Paul Cézanne, (French, 1839 – 1906), The Large Bathers, 1906. Oil on canvas, 82 7/8 x 98 ¾ inches. Philadelphia Museum of Art; Purchased with the W. P. Wilstach Fund, 1937.
Paul Cézanne, (French, 1839 – 1906), The Large Bathers, 1906. Oil on canvas, 82 7/8 x 98 ¾ inches. Philadelphia Museum of Art; Purchased with the W. P. Wilstach Fund, 1937.

The curators have borrowed a large and sumptuous group of Cézannes and extraordinary artworks by Picasso, Braque, Matisse, Mondrian, Marsden Hartley, Leger, Arshile Gorky, MorandiJasper Johns, Brice Marden and others.  One can argue with their choices, particularly with the youngest artists (Jeff Wall, Francis Alys, Luc Tuymans and Sherrie Levine), but not with Cézanne’s pervasive importance or the quality of the exhibited work. They cajoled loans from St.  Petersberg, Stockholm, Paris and Berlin as well as American museums and numerous private collections.  There’s one of the longest list of lenders I’ve ever seen.  And it will repay multiple visits.

The hanging of Cézanne and Beyond, however, is open to question.  I cringed when I began to see advertisements for the exhibition around Philadelphia: a dour Madame Cézanne in her armchair beside Picasso’s portrait of Eva also asleep in a red armchair, her head on her shoulder filled with erotic dreams, no doubt.  I  hoped that the marketing department had devised the campaign for what could be more conventional and less significant than Cézanne’s motifs and genres: portraits, landscapes, still lives, and an occasional foray into history painting in the form of the pastoral?  Cézanne took the Impressionists’ inversion of the academic hierarchy of genres and ran with it.

Henri Matisse, (French, 1869 – 1954), Bathers with a Turtle, 1908. Oil on canvas, 70 ½ x 87 ¾ inches.
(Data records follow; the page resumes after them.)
PR #371, opened 2017-02-17
Improve detection of session changes when debugging ScriptBlocks

daviwil:


daviwil:
@rkeithhill @kapilmb Note that I've updated to .NET SDK RC4, you'll want to update to the latest VS 2017 RC build (check the Updates UI in VS) so that it can be built in Visual Studio

rkeithhill:
Thanks. At this point, I'll probably wait for the RTM bits on March 7th. I've already hosed one machine with a VS 2017 RC (can't update to a newer version and can't fully uninstall the old version). :-(

daviwil:
I just realized that the RC4 bump won't have any effect on VS, if you're using the VS 2017 that supports RC3 everything will still build as it should.

PR #372, opened 2017-02-18
Modify ExecuteScriptAtPath to handle arb script.

rkeithhill:
Renamed to ExecuteScriptWithArgs and check if "script" is a filename before attempting to escape wildcard chars in path.


daviwil:
Sweet, thanks!

PR #375, opened 2017-02-19
Enable column breakpoints.

rkeithhill:
In response to https://github.com/Microsoft/vscode/issues/14784


daviwil:
Awesome, looks like you already had that wired up so this was pretty easy :)

rkeithhill:
Almost wired up.  Was just missing a few bits.  :-)

PR #398, opened 2017-03-21
Preserve PowerShell's CommandCompletion result sort order in VS Code

daviwil:
This change causes VS Code to preserve PowerShell's original
CommandCompletion result sort order by creating SortText entries for every
completion result, not just parameters.

Resolves PowerShell/vscode-powershell#579.


daviwil:
@rkeithhill any objection to this?  Seems the most expedient way to force VS Code to preserve PowerShell's sort order.  I get sorted IntelliSense results identical to the ISE after this change.

rkeithhill:
No objections.  LGTM.

daviwil:
Sweet, thanks!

The Saint Louis Art Museum; Gift of Mr. and Mrs. Joseph Pulitzer Jr. © 2009 Succession H. Matisse / Artists Rights Society (ARS), New York.
Henri Matisse, (French, 1869 – 1954), Bathers with a Turtle, 1908. Oil on canvas, 70 ½ x 87 ¾ inches. The Saint Louis Art Museum; Gift of Mr. and Mrs. Joseph Pulitzer Jr. © 2009 Succession H. Matisse / Artists Rights Society (ARS), New York.

The curators, Joe Rishel and Katherine Sachs, explained their choice to juxtapose similar genres throughout the exhibition as a way of de-emphasizing the depicted motifs and foregrounding the artistic means and language.  To some extent it works; in a gallery hung with Cézanne’s apples, Arshile Gorky’s copy of Cézanne’s apples and apples by Charles Demuth and Ellsworth Kelly the viewer may be inclined to ignore Meyer Shapiro’s interpretation of Cézanne’s apples as sublimated sexual desire; or is psychological interpretation of art just out of fashion?  But  arriving at a gallery of paintings of skulls (Cézanne’s, Braque’s, Brice Marden’s, Gorky’s and Sherrie Levine’s copies of Cézanne’s) can we believe that death – the universal subject – is ever merely a pretext for painterly experimentation?
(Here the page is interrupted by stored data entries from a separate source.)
PR #1936, opened 2022-10-24
Fix regression around `OnIdle` handler

andschwa:
Unfortunately the (admittedly hairy) change made in https://github.com/PowerShell/PowerShellEditorServices/pull/1918 to fix:

> System.Management.Automation.PSInvalidOperationException: The pipeline was not run because a pipeline is already running. Pipelines cannot be run concurrently.

has resulted in https://github.com/PowerShell/vscode-powershell/issues/4219:

> System.Management.Automation.PSInvalidOperationException: You should only run a nested pipeline from within a running pipeline.

because we had hacked in that _all_ our pipelines are nested (to allow the concurrency check to pass), but when loading profiles, we do not actually have a running pipeline, so our  lie about being nested fails another check.

So I think what happened was that https://github.com/PowerShell/vscode-powershell/issues/4048 was already no longer reproducing by happenstance (as the Az.Tools.Predictor module presumably updated and removed their `OnIdle` handler). I failed to check that _before_ attempting to fix it following the last result of our investigation. The "fix" inadvertently caused nearly the same `PSInvalidOperationException`, and by mistake I confused the two scenarios. With this PR, and regression tests, I can confirm that the `OnIdle` handler works both in a profile and at the regular prompt after reverting the breaking change. Furthermore, I can no longer repro the original issue with Az.Tools.Predictor whatsoever, in any version, hence my conclusion their module updated.

Resolves https://github.com/PowerShell/vscode-powershell/issues/4219


SeeminglyScience (approved):
LGTM!

PR #1938, opened 2022-10-27
Remove `/p:UseSharedCompilation=false` injection

andschwa:
This was introduced in f234a8e to workaround an upstream bug in `dotnet`. That issue has since been fixed and released (so this flag is auto-injected), hence we can remove it.


andschwa:
Resolves https://github.com/github/codeql-cli-binaries/issues/131

SeeminglyScience (approved):
LGTM!

PR #1940, opened 2022-11-02
Wrap script paths with single instead of double quotes

andschwa:
In order to support funny path names with dollar signs. Also this is what PowerShell does by default (e.g. through tab-completion).

Resolves https://github.com/PowerShell/vscode-powershell/issues/4238.


SeeminglyScience (approved):
LGTM!

PR #1957, opened 2022-11-17
Escape single quotes when launching a script by path

andschwa:
Since we surround it with single quotes.

Resolves https://github.com/PowerShell/vscode-powershell/issues/4269 with tests.


SeeminglyScience (approved):
LGTM!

Paul Cézanne, (French, 1839 – 1906), The Bay of Marseille, Seen from L’Estaque, c. 1885. Oil on canvas, 31 5/8 x 39 5/8 inches. The Art Institute of Chicago; Mr. and Mrs. Martin A. Ryerson Collection, 1933.
Paul Cézanne, (French, 1839 – 1906), The Bay of Marseille, Seen from L’Estaque, c. 1885. Oil on canvas, 31 5/8 x 39 5/8 inches. The Art Institute of Chicago; Mr. and Mrs. Martin A. Ryerson Collection, 1933.
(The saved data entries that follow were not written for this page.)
PR #1958, opened 2022-11-17
Enable VS Code's shell integration

andschwa:
It seems to work, but needs more testing.

I don't particularly like copy/pasting https://github.com/microsoft/vscode/blob/main/src/vs/workbench/contrib/terminal/browser/media/shellIntegration.ps1 with modifications to embed it, but not sure what else to do here.

Resolves https://github.com/PowerShell/vscode-powershell/issues/3901 along with https://github.com/PowerShell/vscode-powershell/pull/4271.

### DIFF
--- a/src/PowerShellEditorServices/Services/PowerShell/Host/PsesInternalHost.cs
+++ b/src/PowerShellEditorServices/Services/PowerShell/Host/PsesInternalHost.cs
@@ -77,6 +77,8 @@ namespace Microsoft.PowerShell.EditorServices.Services.PowerShell.Host
 
         private string _localComputerName;
 
+        private bool _shellIntegrationEnabled;
+
         private ConsoleKeyInfo? _lastKey;
 
         private bool _skipNextPrompt;
@@ -252,6 +254,18 @@ namespace Microsoft.PowerShell.EditorServices.Services.PowerShell.Host
                 _logger.LogDebug("Loading profiles...");
                 await LoadHostProfilesAsync(cancellationToken).ConfigureAwait(false);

Besides, emulation is only one of the ways in which modern artists responded to one another.  Leo Steinberg famously wrote of Cézanne’s work as the foil against which Picasso painted, making solid the spaces between objects in retort to his predecessor’s breaking down of forms and space into a uniformly-atomized whole.  But there is no question that Cézanne’s art became the universal key to modernism, opening whichever doors his followers chose.  With this in mind I went around the exhibition and thought of those doors and the places they led.  These are a few of the entry ways I discovered in Cézanne and Beyond; viewers will certainly find their own:

Brice Marden (American, b. 1938), Grove Group V, 1976. Oil and wax on canvas, 72 x 108 inches. Museum of Contemporary Art, Chicago. Gerald S. Elliott Collection. © 2008 Brice Marden/ Artists Rights Society (ARS), New York.
Brice Marden (American, b. 1938), Grove Group V, 1976. Oil and wax on canvas, 72 x 108 inches. Museum of Contemporary Art, Chicago. Gerald S. Elliott Collection. © 2008 Brice Marden/ Artists Rights Society (ARS), New York.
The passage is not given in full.